The term ESG has been in the news a lot lately.
Both the GOP on the national level, and Indiana GOP politicians on the state level, are trying to pass laws prohibiting investment brokers from considering ESG factors when making investments. United States President Joe Biden, a Democrat, recently vetoed a law to ban the consideration of ESG factors by investment professionals.
The Bloomingtonian reached out to Indiana University Director of the Tobias Center for Innovation in International Development, and Associate Professor, International Studies to learn about ESG.
Bauerle Danzman wrote the following about what ESG is, and isn’t:
“ESG stands for “Environment, social, and governance.” The idea behind ESG investing is that standard financial asset pricing and risk modeling techniques do not fully incorporate the costs and risks associated with environmental, broad social, or political governance concerns. ESG investment is NOT the same as socially responsible or impact investing. Socially responsible/impact investors make a moral or ethical decision to refrain from investing in certain activities that they find morally problematic.

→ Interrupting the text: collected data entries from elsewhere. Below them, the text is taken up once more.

PR #704, opened 2019-10-04
Drill change

Vam-Jam:
Current changes (EDITED)

- Damage is 1.0f
- Heat damage reduced to 0.5f (now deals 1.5f total)
- Mat drop to 75%, instead of 100%
- Now overheats about 20/15% faster
- Ignores useless blobs so it doesnt heat up
- Doesnt decay in water

From testing it seems to work fine, but community feedback is welcomed, if its too strong, too op since it uses fire etc, say and give what you think would be a good change


Vam-Jam:
Current change list

- damage reduced to 0.75f (from 1.0f)
- damage no longer ramps up with heat (cant deal 2.0f damage)
- drill no longer decays in water (since it can be used to cool down the drill)
- drill does more damage to stone/wooden doors (overall damaged reduced from 2f to 1.25f against stone, 1.0f for wood)
- on overheat, drill takes damage (long with drill holder like before)
- on high heat, drill will now burn enemies and wooden tiles 
- drill no longer heats up to hitting blobs like mat_wood/mat_stone (this would cause it to overheat way too fast when digging)
- reduced damage against stone blocks, at high temp's you have a chance to deal more damage (requested by IguanaMan)
- walking with a drill will cool it down faster (before it use to make hardly any difference, now it makes a fairly small difference)

iguanaman:
Main issue imo is drills being used as weapons.  So my solution would be to keep it simple and just;

```
- Use b.hasTag("player") to reduce damage to players (0.5f)
- Stun on hitting shielded knight
```

Drills will still be very useful for resource gathering, tunneling and destroying defences.  Personally I'd also reduce damage to stone, but others have said they are meant to also be stalemate breakers (role belongs siege imo).

Vam-Jam:
The reduced damage should already make it low enough to make it 'harder' to get kills with ,it'll take 3 shots instead of 1 on an archer, and even more on a knight.

Im not sure about stuns, stuns in general are annoying, and unfun to play against, I feel like it'll make the drill strong if it can stun against shields. Knocking them back quite a bit would be a good solution tho

In the future, if the drill still is a weapon of mass destruction we can always still nerf it more like you suggested.

iguanaman:
You misunderstand, my changes werent supposed to be on top of yours.  Those are the only changes I think necessary.  So block damage would remain 1.0f.

The stun on hitting shield isn't stunning the knight, I'm saying stun the drill user.  To make it a less effective weapon.  Drills don't need to be weapons they already have multiple uses, and would be widely used without also being a weapon.

Vam-Jam:
Current drill change list
- Damage is 1.0f
- Heat damage reduced to 0.5f (now deals 1.5f total)
- Mat drop to 75%, instead of 100% 
- Now overheats about 20/15% faster
- Ignores useless blobs so it doesnt heat up
- Doesnt decay in water

ferrezinhre:
If I may say something, what if problem isn't a damage that drill does? What if after these changes builders still will be able to kill with drill, you will nerf damage more and more? 

I would say nerf builder mobility when using drill instead, like 0.75 speed factor and 0.50-0.25 jump factor. What it would do you ask? Hinder possibility of escape. If you want we can go further, let's say while holding drill builder speed and jump factor is 0.75 both.
That is just my thinking, now don't apply these changes with damage one, use it as replacement if you must.
About others things:
"Doesnt decay in water" - hey don't scatter around your tools, I wish that more things decay in water..
 "Now overheats about 20/15% faster" - fine we can adapt to it and abuse it.
"reduced damage against stone blocks, at high temp's you have a chance to deal more damage" - now you are mad lad, but seriously, how it will impact on preformance during collapsing thick walls and towers hmm...
"on overheat, drill takes damage" - why hurt poor drill? 1 heart for holder problem solved.
"on high heat, drill will now burn enemies and **wooden tiles**"- now let's think for moment? Did **YOU** just gave **grefers** another tool? Maybe It's time to fix report stuff? 

That would be all, cheers and love.

Vam-Jam:
@ferrezinhre updated the list, the current list of changes is 

- Damage is 1.0f
- Heat damage reduced to 0.5f (now deals 1.5f total)
- Mat drop to 75%, instead of 100%
- Now overheats about 20/15% faster
- Ignores useless blobs so it doesnt heat up
- Doesnt decay in water
(so no more fire etc)

Reason why I removed the decay in water is because its a bit weird with the drill. When your holding it in water, it cools down just fine, but sometimes you might have a lot of drills, but now you cant cool all of them down in water without holding them since they get damaged pretty fast and break.

Speed changes is a nice idea tho, if this change still makes drills a tool of mass destruction, then thats something we can add.

ferrezinhre:
My dear I think you misunderstand something, speed change or damage change, both it is just overkill for drill. And drill isn't a tool of mass destruction, but if it's in hands of clever and skilled player well, everything can happend right.

deep-fried-faceplant:
Another thought, why not make them also cost gold to unlock, or maybe the builder shop needs to be upgraded with gold to be capable of producing them. They're very good at everything they do, and it's a common strategy to just rush drills at round start to mine through walls while they're still thin. Adding the gold cost means that the team would need to commit to drilling over an additional tunnel or siege shop.

Vam-Jam:
Added Drill cooldown in inventory (was in a different PR)
Merged ferre's PR to prevent getting more wood then it costs to build stuff 
Bug fixes (thanks to bunnie for telling me about it)

ferrezinhre:
Vamist now you need add same code in my pr to ladders that give 18 wood if not heated drill and 24 if heated and platforms 20 nH and 24 H, due pr that makes em return wood. Have fun.

Entities/Industry/Drill/Drill.as
```diff
@@ -254,34 +262,48 @@ void onTick(CBlob@ this)
...
 							HitInfo@ hi = hitInfos[i];
 							bool hit_constructed = false;
-							if (hi.blob !is null) // blob
+							CBlob@ b = hi.blob;
+							if (b !is null) // blob
 							{
+								// blob ignore list, this stops the drill from overheating f a s t
+								// or blobs to increase damage to
+								int nhash = b.getName().getHash();
+								switch(nhash)
```
AsuMagic: not a fan of hash switches

Entities/Industry/Drill/Drill.as
```diff
@@ -254,34 +262,48 @@ void onTick(CBlob@ this)
...
+								{
+									case 575725963:   // mat_stone
+									case -282477713:  // mat_wood
+									case -1370030172: // mat_gold
+									{
+										continue;     // we dont want to damage them
```
AsuMagic: does this even work as intended in AS? in C++ this would do nothing because the `continue;` would apply to the switch and do nothing

PR #705, opened 2019-10-04
Added zav25 head

Vam-Jam:
Will get updated in the future as the user changes their head.


furai:
Pretty much temporary head that we'll later replace.

PR #707, opened 2019-10-04
Disabled Quarry's

Vam-Jam:
Contains a disabled quarry
Why:
Currently quarry's are disliked by the community, and are extremely OP. (Even after all its balance changes)
It grants you access to basically unlimited stone, which is good and all, but leads to more stalemate matches, and easy coin farms.

To fix this, we should disable the quarry for a few days, and see if matches improve, see if we have shorter or longer matches, people approve of this or dislike this and so on.

If this however does not provide good results, we should look into nerfing it more, like having it require coins instead of wood for example.

### DIFF
--- a/Entities/Industry/Building/Building.as
+++ b/Entities/Industry/Building/Building.as
@@ -11,7 +11,7 @@ const bool builder_only = false;
 
 void onInit(CBlob@ this)
 {
-	AddIconToken("$stonequarry$", "../Mods/Entities/Industry/CTFShops/Quarry/Quarry.png", Vec2f(40, 24), 4);
+	//AddIconToken("$stonequarry$", "../Mods/Entities/Industry/CTFShops/Quarry/Quarry.png", Vec2f(40, 24), 4);
 	this.set_TileType("background tile", CMap::tile_wood_back);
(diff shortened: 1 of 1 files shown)


MrPotatobird:
Ehh, if we're hoping to dial quarries back with nerfs (which I think we should be) then it doesn't make sense to me to disable them just to bring them back again, that's just flip-floppy. People have been playing with quarries for like a year and half now, they can live with them for a little bit longer, or however long it takes to nerf them (hopefully not too long). As much as I thought quarries were a poorly planned disaster, at this point I think it would be a bad idea to just up and revert them because there are people who think they're the greatest things since sliced bread. I think it's better to just make them weaker and more harmless so they impact the game less drastically.

Kind of a tangent but I also take issue with the "let's just do the change to see if people like it" philosophy. First of all, you say it's just "for a few days" but who knows when the next build would be? Also, we don't actually have a very good way of seeing if we have longer or shorter matches afaik, or whether "people approve". Probably some people are going to be pleased to see them gone and some people are going to be upset.

Vam-Jam:
Will make a PR with some test changes (so people can suggest changes as needed) soon

Issue #682, opened 2019-08-17
Make it possible to properly replace items in full inventory as builder


CatWiz:
**Current in-game behaviour.**

If you are trying to put an item like mine or drill instead of double stack of mats (250+ wood/stone or 50+ gold), the item you are holding gets dropped on the floor and a single stack of mats is picked up

**Proposed Change**

Make all remaining mats in that inventory slot drop on the floor and put the item in their place. Or just increase holdable stack size to 500 wood/stone and 100 gold

PR #708, opened 2019-10-04
[WIP] Changes max stack on mats

Vam-Jam:
Fixes issue #682 
Gold max stack is 100
Stone max stack is 500
Wood max stack is 500
Each take up 1 slot and one blob instead of being 2 blobs merged together, fix's this issue without having to change any engine inventory code

### DIFF
--- a/Entities/Materials/Construction/MaterialGold.as
+++ b/Entities/Materials/Construction/MaterialGold.as
@@ -1,7 +1,7 @@
 
 void onInit(CBlob@ this)
 {
-  this.maxQuantity = 50;
+  this.maxQuantity = 100;
 
   this.getCurrentScript().runFlags |= Script::remove_after_this;
 }
--- a/Entities/Materials/Construction/MaterialGold.cfg
+++ b/Entities/Materials/Construction/MaterialGold.cfg
@@ -71,4 +71,4 @@ u8 inventory_icon_frame_width          = 16
 u8 inventory_icon_frame_height         = 16
 u8 inventory_used_width                = 1
 u8 inventory_used_height               = 1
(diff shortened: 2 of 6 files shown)


MrPotatobird:
This is a bad idea if I'm understanding it correctly and you would be unable to take gold out of storage 50 at a time, and stone/wood 250 at a time. The whole reason the stack limit of gold was changed was because it was bad to have to lug more gold than you needed around when you wanted to build a forward tunnel or something.

The issue you tagged would be nice to implement as described, if possible, but this is not a good enough solution to be worth it IMO.

furai:
I don't think it's good either.

Vam-Jam:
Possible solution: Allow users to right click mats in their invo to pick up half of it.

CatWiz:
> Allow users to right click mats in their invo to pick up half of it.
Sounds good, but would be better to make it pick up 250 (50 for gold) instead of half of stack

bunniewormy:
is the new solution ever going to happen? it's very annoying for builders

another way would be to drop the rest of the stack in inventory if you're trying to replace it with something else. eg trying to put drill into a slot with 400 wood, so it puts 250 wood into your hand and drops 150 wood on ground instead of putting 250 wood into your hand and dropping the drill

CatWiz:
Is the new solution going to be implemented? Nobody objected it and i think it would be nice to see how it will work in practice

Harrison-Miller:
@Vam-Jam It seems clear that this is not the desired solution. Let's look at detecting when a player is trying to replace an inventory slot with a held item and just drop everything from that slot wether or not it fits in their hand.

PR #731, opened 2019-11-17
CSprite null checks for blob

Vam-Jam:
Sometimes blob can be null while CSprite onTick is called. This just add's a null check where needed.

Unsure how this happens, but it does. Somebody sent me their logs with it happening.


1bardesign:
This might be better to do engine-side just for `CSprite::onRender`?

Vam-Jam:
I think thats the best idea, while doing the F1 PR, i noticed there's a lot of places where CBlob is never checked for CSprite tick or render, (along with some comment saying that on rare cases it can be null)

PR #736, opened 2019-11-20
Revamped CTF Music system

Mazey:
## Status

- **READY**: The First iteration - may need tweaking and be "upgraded" further

~~There is one bug that has to be fixed related to flags before this can go live.~~

## Description

A music system that is exclusive to CTF (not shared with TTH anymore).

- Much more dynamic.
- Underground and sky are no longer ambient music but actual tracks now (similarly to classic, I consider this to be more immersive).
- Added tracks 13 & 14 to battle music (previously defined but unused in code).
- Added proper "battle start" sound (no longer using the "temporary" research sound).
- Outro music is now used in code (instead of defined but unused).
- No noticeable performance impact (when testing this with Vamist - thanks!).

To-do in a future version:
- Incorporate any feedback given if deemed valid (this was not tested extensively in live games, but we should test this soon during captains when I have time/night off).
- Play the "cavern creatures" sound (semi) at random when active underground.
- Modify Small CTF (when merged into the main branch) to use TTH music system (read: default music system before this PR) due to a system this dynamic not fitting (super) small maps very well.

If someone decides to add this to their CTF server please do share any issues/points of improvements! It should work on any fairly regular CTF server (left team vs right team, yadda yadda)


Mazey:
Ready for test/merge now.

Entities/Meta/CTFMusic.as
```diff
@@ -0,0 +1,289 @@
...
+
+	CMap@ map = blob.getMap();
+	if (map is null)
+		return;
+
+	if (rules.isWarmup())
+	{
+		gameStarted = false;
+		
+		if (timer % getTicksASecond() * 3 == 0)
```
Harrison-Miller: Instead of doing this here and similar check on line 151. Let's just set the tickFrequency 3-5 permanently.

Entities/Meta/CTFMusic.as
```diff
@@ -0,0 +1,289 @@
...
+		{
+			Vec2f pos = blob.getPosition();
```
Harrison-Miller: blob.getPosition and checkUnderground can be pulled out to line ~116 because it's done in both major branches.

Entities/Meta/CTFMusic.as
```diff
@@ -0,0 +1,289 @@
...
+				{
+					chosen = (team_num == 1 ? world_home : world_battle);
+				}
+				else // mid
+				{
+					chosen = world_calm;
+				}
+			}
+
+			if (chosen != world_battle) // below starts more "heavy" checks -> no need to execute this if we are already on battle theme
```
Harrison-Miller: chosen will never be equal to world_battle with the current logic. Perhaps you meant to make chosen a global variable?

Entities/Meta/CTFMusic.as
```diff
@@ -0,0 +1,289 @@
...
+						CBlob @b = flagBases[i];
+						if (b.hasTag("flag missing"))
+						{
+							chosen = world_battle;
+							break;
+						}
+					}
+				}
+
+				CBlob@[] blobsInRadius;
```
Harrison-Miller: should check if chosen == world_battle here to see if we already set it because of the flag.

Entities/Meta/CTFMusic.as
```diff
@@ -0,0 +1,289 @@
...
+					for (uint i = 0; i < blobsInRadius.length; i++)
+					{
+						CBlob @b = blobsInRadius[i];
+						if (blobList.find(b.getConfig()) >= 0)
+						{
+
+							if (b.getConfig() == "keg" && !b.hasTag("exploding")) // only exploding kegs
+								continue;
+
+							if (classList.find(b.getConfig() && b.hasTag("dead")) // skip corpses
```
Harrison-Miller: This isn't correct I believe you meant classList.find(b.getConfig()) && b.hasTag("dead"). Missing a paranthesis.

Entities/Special/CTF/FlagBase.as
```diff
@@ -106,6 +106,7 @@ void onTick(CBlob@ this)
 		{
 			this.Untag("flag missing");
 		}
+		this.Sync("flag missing", true);
```
Harrison-Miller: this is not necessary the tag is set on all clients without this line.

Mazey: I added this after testing because before this flag missing was not synced (it didn't work before sync / it worked after)

Issue #603, opened 2019-06-07
Prevent characters from attacking when buying items from shops


CatWiz:
**Current in-game behaviour.**

If you buy an item from shop, you also do the action that's assigned to lmb. For knights, its jabbing. This may result in accidentally destroying the enemy shop when buying items from it.

**Proposed Change**

As title says, make it impossible to attack if the player is in shop menu

PR #742, opened 2019-12-07
Shop jab prevention

Vam-Jam:
Only for knight (as archer/builder doesnt have this issue afaik (let me know if they do))

Knights no longer jab while buying items
Knights no longer jab if the player just switched to it (happens when you change class at an enemy shop)


Harrison-Miller:
Based on this issue: https://github.com/transhumandesign/kag-base/issues/603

In doing so, they accept the possibility that their non-market choices will result in lower investment returns. ESG investors, instead, are market driven. They are making bets that companies that take ESG factors into consideration now will be more profitable and more highly valued by market forces in the future. These investors see economic value in pricing in the environmental, social, and political governance costs that companies create when they make short term decisions that generate bad outcomes on these metrics. By investing in companies that have “better” risk management strategies with respect to these issues, ESG investors believe they will maximize their long term investment returns.
By way of example – fast fashion companies that underinvest in compliance with labor standards can face legal and reputational risks. For example, many apparel companies ignore these kinds of concerns in the early 2010s. A large apparel factory collapse in Bangladesh (the Rana Plaza disaster) created substantial potential legal costs to these firms and the potential for consumer boycotts. ESG investors are ones that try to anticipate the ways in which underinvestment in these kinds of concerns could create financial costs for companies in the future, and instead invest in companies that are doing a better job of managing these risks.”
https://hls.indiana.edu/faculty/bauerle-danzman-sarah.html
Sarah Bauerle Danzman is an expert on the political economy of international investment and finance. She researches how domestic and multinational firms influence and adapt to investment regulation, the nexus of national security and investment, and how rules governing capital shape global networks of ownership and production. Her book, Merging Interests: When Domestic Firms Shape FDI Policy (Cambridge University Press, 2019), examines how changes in global and local credit conditions affect domestic firms’ policy preferences over regulation of foreign investors, and explores how firms leverage their power resources to influence regulatory structures. In 2019-2020, she was Council on Foreign Relations International Affairs Fellow, working in the U.S. Department of State as a Policy Advisor and Foreign Investment Security Case Analyst in the Office of Investment Affairs. Her work has been published or is forthcoming in outlets including International StudiesQuarterly, Perspective on Politics, Review of International Political Economy, Review of International Organizations, Business and Politics, and International Interactions.